PR #1153, opened 2019-07-19
Mesh tally

bam241:
This PR aims to bring `MeshTally` management in the `PyNE::Tally` class.

It only does allow to write the tally in MCNP format for the moment.
I think we should try to add the hdf5 read/write.

Python binding are missing yet this is not exposed on the Python API yet.

this is not completely over. please feel free to comment if you have any suggestion.


src/tally.cpp
```diff
@@ -57,75 +61,98 @@ pyne::Tally::Tally(std::string type, std::string part_name,
...
-			    int row) { 
+void pyne::Tally::from_hdf5(std::string filename, std::string datapath,
+                            int row) {
   // line of data to acces
   int data_row = row;
 
   // check for file existence
-  if (!pyne::file_exists(filename))
-    throw pyne::FileNotFound(filename);
+  if (!pyne::file_exists(filename)) throw pyne::FileNotFound(filename);
```
gonuke: Does the style guide indicate a preference here?

gonuke (changes requested):
There are a lot of whitespace changes here.  In one case, it looks like your editor set the indent to be only a single space - seems too little - does the style guide indicate the write indentation?

If there will be whitespace changes (and there may well be), then please make a whitespace only PR for affected files (or all files?) and then resubmit this as an algorithmic change.

bam241:
I restored the previous formatting to what it was, or close... (I did not restored the tabs... and kept  the pointer stars at a place I like better :) )
@gonuke this should be good for a first review.

src/tally.cpp
```diff
@@ -440,14 +466,78 @@ std::string pyne::Tally::mcnp(int tally_index, std::string mcnp_version) {
     } else if (tally_type.find("Current") != std::string::npos) {
       // makes no sense in mcnp
     }
+  
+  
+  } else if (entity_type.find("Mesh") != std::string::npos) {
+    output << "FMESH4:" << particle_token << "  ";
```
gonuke: We should use a tally index - like in the other tallies - to allow multiple mesh tallies with different numbers.

src/tally.cpp
```diff
@@ -59,17 +58,44 @@ pyne::Tally::Tally(std::string type, std::string part_name,
...
+  entity_geometry = ent_geom;
+  tally_name = tal_name;
+  entity_size = -1;
+  
+  for (int i=0; i<3; i++)  {
+    origin[i] = orgn[i];
+    vec[i] = vec_[i];
+    axl[i] = axl_[i];
+  }
+  i_meshs = mesh_i;
```
gonuke: why not store these in a vector - you end up using them that way eventually

src/tally.cpp
```diff
@@ -440,14 +466,78 @@ std::string pyne::Tally::mcnp(int tally_index, std::string mcnp_version) {
...
+    output << "GEOM=";
+    std::stringstream sup_var;
+
+    if (entity_geometry.find("XYZ") != std::string::npos) {
+      output << "XYZ ";
+    } else if (entity_geometry.find("Cylinder") != std::string::npos) {
+      output << "CYL ";
+      if (axl[0] != 0 || axl[1] != 0 || axl[2] != 0) {
+        sup_var << "AXL=";
+        for (int i = 0; i < 3; i++) {
```
gonuke: Seems like it would be useful to write a method to write vectors as "a b c" triplets.

src/tally.cpp
```diff
@@ -440,14 +466,78 @@ std::string pyne::Tally::mcnp(int tally_index, std::string mcnp_version) {
...
+    output << " ORIGIN= " << origin[0] << " " << origin[1] << " " << origin[2]
+        << "\n";
+    std::string dir_name[3] = {"I", "J", "K"};
+    std::vector<double> meshes[3] = {i_meshs, j_meshs, k_meshs};
+    std::vector<int> bins[3] = {i_bins, j_bins, k_bins};
+
+    for (int j = 0; j < 3; j++) {
+      output << "          ";
+      output << dir_name[j] << "MESH=";
+      for (int i = 0; i < meshes[j].size(); i++) {
```
gonuke: as above, a method to convert vectors of arbitrary length into a string "a b c d ..."

gonuke: maybe this is essentially the same as above...

pyne/tally.pyx
```diff
@@ -4,6 +4,7 @@
 # Do not modify!!!                             #
 #                                              #
 #                                              #
+# With some edits form BaM241                  #
```
gonuke:
```suggestion
# With some edits from BaM241                  #
```

pyne/tally.pxd
```diff
@@ -4,15 +4,19 @@
 # Do not modify!!!                             #
 #                                              #
 #                                              #
+# With some edits form BaM241                  #
```
gonuke:
```suggestion
# With some edits from BaM241                  #
```

pyne/cpp_tally.pxd
```diff
@@ -4,61 +4,77 @@
 # Do not modify!!!                             #
 #                                              #
 #                                              #
+# With some edits form BaM241                  #
```
gonuke:
```suggestion
# With some edits from BaM241                  #
```

gonuke (changes requested):
The c++ part looks good - not sure I have what it takes to review the Cython....

pyne/cpp_tally.pxd
```diff
@@ -4,61 +4,77 @@
 # Do not modify!!!                             #
```
zxkjack123, line 4: As this file has been modified, why not delete this `Do not modify` statement?

pyne/tally.pyx
```diff
@@ -21,6 +25,44 @@ from pyne.utils import QAWarning
...
 warn(__name__ + " is not yet QA compliant.", QAWarning)
 
+cdef vector[int] to_vector_int(value):
+    cdef vector[int] value_proxy
+    cdef int ivalue
+    cdef int value_size
+    cdef int * value_data
+    # value is a ('vector', 'int32', 0)
+    value_size = len(value)
+    if isinstance(value, np.ndarray) and (<np.ndarray> value).descr.type_num == np.NPY_INT32:
```
zxkjack123: I found that in python3, when a `numpy.int32` data add a default `int`, it becomes `numpy.int64`. I met this problem once when I worked on the python2/3 compatibility. Should we consider the case of `np.NPY_INT64` here incase of the type conversion?

pyne/tally.pyx
```diff
@@ -171,9 +196,95 @@ cdef class Tally:
         tal_name_bytes = tal_name.encode()
         self._inst = new cpp_tally.Tally(std_string(<char *> type_bytes), std_string(<char *> part_name_bytes), <int> ent, std_string(<char *> ent_type_bytes), std_string(<char *> ent_name_bytes), std_string(<char *> tal_name_bytes), <double> size, <double> norm)
 
+    
+    def _tally_tally_2(self, part_name, ent_geom, origin, i, j, k,
+            i_ints, j_ints, k_ints, e, e_ints, tal_name='', norm=1.0,
+            vec=[0,0,0], axl=[0,0,0]):
+        """Tally(self, type, part_name, ent, ent_type, ent_name, tal_name='', size=0.0, norm=1.0)
+         This method was overloaded in the C-based source. To overcome
+        this we ill put the relevant docstring for each version below.
```
zxkjack123:
```suggestion
        this we will put the relevant docstring for each version below.
```

pyne/tally.pyx
```diff
@@ -171,9 +196,95 @@ cdef class Tally:
...
+        Each version will begin with a line of # characters.
+
+        ################################################################
+
+        Parameters
+        ----------
+        entity_name : std::string
```
zxkjack123: The parameters listed here are incomplete and inconsistent with the function definition.

pyne/tally.pyx
```diff
@@ -171,9 +196,95 @@ cdef class Tally:
         tal_name_bytes = tal_name.encode()
         self._inst = new cpp_tally.Tally(std_string(<char *> type_bytes), std_string(<char *> part_name_bytes), <int> ent, std_string(<char *> ent_type_bytes), std_string(<char *> ent_name_bytes), std_string(<char *> tal_name_bytes), <double> size, <double> norm)
 
+    
+    def _tally_tally_2(self, part_name, ent_geom, origin, i, j, k,
```
zxkjack123: Are the `i, j, k` here representing the `imesh, jmesh, kmesh` (in MCNP)? If they are, it's better to use `imesh, jmesh, kmesh` instead, as `i, j, k` are often used as iterate arguments.

pyne/tally.pyx
```diff
@@ -171,9 +196,95 @@ cdef class Tally:
...
+        (5, list), (6, list),
+        (7, list), (8, list),
+        (9, list), (10, list),
+        (11, str), (12, float), (13, float),
+        (15, list), (15, list),
+        ("part_name", str), ("ent_geom", str), ("ent_name", str), 
+        ("tal_name", str), ("size", float), ("norm", float),
+        ("origin",list), 
+        ("i", list), ("i_ints", list), 
+        ("j", list), ("ji_ints", list),
```
zxkjack123:
```suggestion
        ("j", list), ("j_ints", list), 
```

src/tally.cpp
```diff
@@ -2,21 +2,21 @@
...
-enum entity_type_enum {VOLUME, SURFACE}; // Enumeration for entity types
-enum tally_type_enum  {FLUX, CURRENT};   // Enumeration for tally types
+enum entity_type_enum { VOLUME, SURFACE, MESH }; // Enumeration for entity types
+enum tally_type_enum { FLUX, CURRENT };  // Enumeration for tally types
 
 const std::string tally_type_enum2string[] = {"Flux", "Current"};
-const std::string entity_type_enum2string[] = {"Volume", "Surface"};
-
+const std::string entity_type_enum2string[] = {"Volume", "Surface", "Mesh"};
+const std::string geometry_type_enum2string[] = {"XYZ", "Cylinder"};
```
zxkjack123: In the MCNP manual, the counterpart of `Cylinder` (or `cylindrical`) is `Cartesian`. The `XYZ` and `RZT` are counterparts. The `REC` and `CYL` are counterparts. Suggest to choose a pair of counterparts here.

src/tally.h
```diff
@@ -105,11 +123,25 @@ namespace pyne
...
+    double origin[3];
+    double vec[3];
+    double axl[3];
+    std::vector<double> i_meshs;
+    std::vector<double> j_meshs;
+    std::vector<double> k_meshs;
+    std::vector<int> i_bins;
+    std::vector<int> j_bins;
+    std::vector<int> k_bins;
+    std::vector<double> energy;    ///< Energy Mesh
```
zxkjack123: When I see `energy`, I always think it is a float number at first. How about change it to `e_bounds` or `energy_bounds` to represent the meaning of energy boundaries?

zxkjack123 (commented):
I am thinking about the case sensitivity. As MCNP input file is not case sensitive, but python code is. There is several find and compare statements about the key words of MCNP. But I didn't see any the code dealing with the case sensitivity.

src/tally.cpp
bam241: I am not sure which one your talking, the `X_meshs` are already vectors, are you talking about `vec` and `axl`?

gonuke: I mean a vector of vectors.  Later on, you do that to loop through the different dimensions, so I thought it would make sense to do that now

src/tally.cpp
```diff
@@ -420,34 +448,103 @@ std::string pyne::Tally::mcnp(int tally_index, std::string mcnp_version) {
...
-                                entity_id, entity_size, normalization);
+      tally_id = 4;
     } else if (tally_type.find("Current") != std::string::npos) {
       // makes no sense in mcnp
+      return "";
+    }
+    output << form_mcnp_tally(tally_index, tally_id, particle_token, entity_id,
+                              entity_size, normalization);
+  } else if (entity_type.find("Mesh") != std::string::npos) {
+    output << "FMESH" << tally_index << "4:" << particle_token << "  ";
```
gonuke: What if this was in a method called `form_mcnp_mesh_tally()` to be parallel with the normal tallies?

src/tally.cpp
```diff
@@ -420,34 +448,103 @@ std::string pyne::Tally::mcnp(int tally_index, std::string mcnp_version) {
...
+template <typename T>
+bool pyne::Tally::is_zero(T vect) {
+  int size = sizeof(vect) / sizeof(vect[0]);
+  bool result = true;
+  for (int i = 0; i < size; i++) result &= (vect[i] == 0);
+  return result;
+}
+
+template<typename T>
+std::string pyne::Tally::to_string(std::vector<T> vect){
```
gonuke:
```suggestion
std::string pyne::Tally::mcnp_list_to_string(std::vector<T> vect){
```

src/tally.cpp
```diff
@@ -420,34 +448,103 @@ std::string pyne::Tally::mcnp(int tally_index, std::string mcnp_version) {
...
+  std::stringstream out;
+  out << std::setiosflags(std::ios::fixed) << std::setprecision(6);
+  if (normalization > 1.0)
```
gonuke: Why this?

pyne/tally.pyx
```diff
@@ -122,58 +147,140 @@ cdef class Tally:
...
-        entity : int
-
         normalization : double
-
         particle_name : std::string
-
         type : std::string
-
         tally_name : std::string
+        i: vector
```
gonuke: This parameter list doesn't seem to match the function

src/tally.h
```diff
@@ -86,13 +104,17 @@ namespace pyne
     void write_hdf5(std::string filename, std::string datapath);
 
     // mcnp tally
-    std::string mcnp(int tally_index = 1, std::string mcnp_version = "mcnp5" );
-  
+    std::string mcnp(int tally_index = 1, std::string mcnp_version = "mcnp5",
```
gonuke, line 117: why isn't `out` part of the tally class member variables?

gonuke (changes requested):

src/tally.h
bam241: I was thinking user would provide it when writing the tally... so it provide more freedom
maybe it is'nt a good idea....

src/tally.cpp
bam241: I don't know, wanted to match what was previously done with the writing precision

src/tally.cpp
```diff
@@ -420,34 +448,103 @@ std::string pyne::Tally::mcnp(int tally_index, std::string mcnp_version) {
...
+template <typename T>
+bool pyne::Tally::is_zero(T vect) {
+  int size = sizeof(vect) / sizeof(vect[0]);
+  bool result = true;
+  for (int i = 0; i < size; i++) result &= (vect[i] == 0);
+  return result;
+}
+
+template<typename T>
+std::string pyne::Tally::mcnp_list_to_string(std::vector<T> vect){
```
bam241: I am wondering is this specific to mcnp ? or could it is used in other cases ?

Shall it go to utils ?

bam241: cc @gonuke

src/tally.cpp
```diff
@@ -420,34 +448,103 @@ std::string pyne::Tally::mcnp(int tally_index, std::string mcnp_version) {
...
+  std::stringstream out;
+  out << std::setiosflags(std::ios::fixed) << std::setprecision(6);
+  if (normalization > 1.0) 
+    out << std::scientific;
+  
+  for( auto elmt : vect)
```
makeclean: the auto keyword should be banned!

pshriwise: Like, from PyNE? Why??

makeclean:
Laziness, leads to confusion, perhaps I paint my colours here as a 'gluer', I'm usually making n libraries play nice at the same time, auto makes.it really hard to find which header I should be looking in. In fact in this case above isn't it just T?

I'm usually ok with auto if you had some multi-namespaced std:map of a type of a std:: pair

Get Outlook for Android<https://aka.ms/ghei36>

________________________________

src/tally.cpp
pshriwise: Replying to [this comment](https://github.com/pyne/pyne/pull/1153#issuecomment-515799377) - yeah I can see that at times. You can run into some weird implicit type conversion too. I do think it’s valuable in for loops like this for the decreased verbosity and also in those cases like you’ve cited for other relatively verbose types like `std::pair<T,V>`.

src/tally.cpp
gonuke: It could be more general, but the key is that it is space delimited.  If you added an argument that was a string to be the delimiter, then it is likely more general.  You might name it `join_to_string` or something

src/tally.h
gonuke: I guess I see that use case... I'm kind of on the fence....  The user could also just change the class member variable before writing the it

src/tally.cpp
gonuke: Yes - maybe @makeclean can comment on why this, as well?

src/tally.h
bam241: I guess it depends on the canonical definition of a mesh tally, if it includes the "OUT" variable, then yes it should be there, otherwise I guess it should be an argument of the `mcnp()` method....

Does it make sense ?

src/tally.cpp
bam241: I understand @makeclean point, I am working with some other codes with thousands of auto... this is a pain... really!

but I really like the usage of `auto` for loop, it simplifies the syntax (`int i .... foo[i]....` is a bit verbosy for me....) and allows to loop over an array in a python way which I like...
but I don't have a strong opinion... specially in this case...
I'll switch back to the conservative way... :)

src/tally.cpp
bam241: I try to move this in `utils.cpp/utils.h`... but it won't compile (on macOS) if I keep the lib as shared...
@makeclean I remember you help me fix a similar issue on cyclus, to you have any idea how to fix it ?

src/tally.cpp
gonuke: in line 495, you make an array:
```
std::vector<double> meshes[3] = {i_meshs, j_meshs, k_meshs};
```
It is the only place that you use `i_meshs`, etc, so why not declare them initially to just be elements of `meshes[]`

bam241:
@gonuke @pshriwise @zxkjack123 @makeclean this should be ready for a second round of review.

tests/test_tally.py
```diff
@@ -436,6 +436,63 @@ def test_mcnp6_tally_vol_proton_volume_set():
...
+    origin = [1,2,3]
+    i = [5, 10, 20, 25]
+    j = [2, 12]
+    k = [45]
+    i_ints = [1, 2, 3, 1]
+    j_ints = [1]
+    k_ints = [1]
+    e = [0, 10, 100]
+    e_ints = [1, 1, 2]
+    tal_name = "Mesh Tally XYZ Proton"
```
makeclean: for the sake of confusion downstream - maybe change either the title to neutron or the particle to proton

pyne/tally.pyx
```diff
@@ -1,17 +1,20 @@
...
 ################################################
 """
 """
 from pyne cimport stlcontainers
 from libc.stdlib cimport free
 from libcpp.map cimport map as cpp_map
 from libcpp.string cimport string as std_string
+from libcpp.vector cimport vector
+import numpy as np
+cimport numpy as np
```
zxkjack123, line 17: The `numpy` is imported here twice.

pyne/tally.pyx
```diff
@@ -171,9 +174,102 @@ cdef class Tally:
         tal_name_bytes = tal_name.encode()
         self._inst = new cpp_tally.Tally(std_string(<char *> type_bytes), std_string(<char *> part_name_bytes), <int> ent, std_string(<char *> ent_type_bytes), std_string(<char *> ent_name_bytes), std_string(<char *> tal_name_bytes), <double> size, <double> norm)
 
+    
+    def _tally_tally_2(self, part_name, ent_geom, origin, i_mesh, j_mesh, k_mesh,
+            i_ints=[], j_ints=[], k_ints=[], e=[], e_ints=[], vec=[], axl=[], tal_name='', norm=1.0):
+        """Tally(self, type, part_name, ent, ent_type, ent_name, tal_name='', size=0.0, norm=1.0)
```
zxkjack123: The docstring is incompatible with the function parameters.

pyne/tally.pyx
```diff
@@ -171,9 +174,102 @@ cdef class Tally:
...
+        Each version will begin with a line of # characters.
+
+        ################################################################
+
+        Parameters
+        ----------
+        part_name : string
+        ent_geom : string
+        origin : (3d) list 
+        i_mesh : list
```
zxkjack123: Suggests to add the content type of these lists. For example, `i_mesh : list of float`, `i_ints : list of int (default: empty)`.

pyne/tally.pyx
```diff
@@ -603,7 +707,7 @@ cdef class Tally:
             pass
         raise RuntimeError('method from_hdf5() could not be dispatched')
 
-    def mcnp(self, tally_index=1, mcnp_version='mcnp5'):
+    def mcnp(self, tally_index=1, mcnp_version='mcnp5', out=''):
         """mcnp(self, tally_index=1, mcnp_version='mcnp5')
```
zxkjack123: Docstring didn't get update here.

src/tally.cpp
```diff
@@ -2,21 +2,21 @@
...
 
 #ifndef PYNE_IS_AMALGAMATED
-  #include "tally.h"
   #include "particle.h"
+  #include "tally.h"
 #endif
 
-enum entity_type_enum {VOLUME, SURFACE}; // Enumeration for entity types
-enum tally_type_enum  {FLUX, CURRENT};   // Enumeration for tally types
+enum entity_type_enum { VOLUME, SURFACE, MESH }; // Enumeration for entity types
```
zxkjack123: Are the blank spaces necessary?

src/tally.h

.....

◆ PROBLEM STATEMENT ◆
The expected output is each line of the records above that includes the word "QAWarning".

◆ WRITTEN RESPONSE ◆
@@ -21,6 +25,44 @@ from pyne.utils import QAWarning
 warn(__name__ + " is not yet QA compliant.", QAWarning)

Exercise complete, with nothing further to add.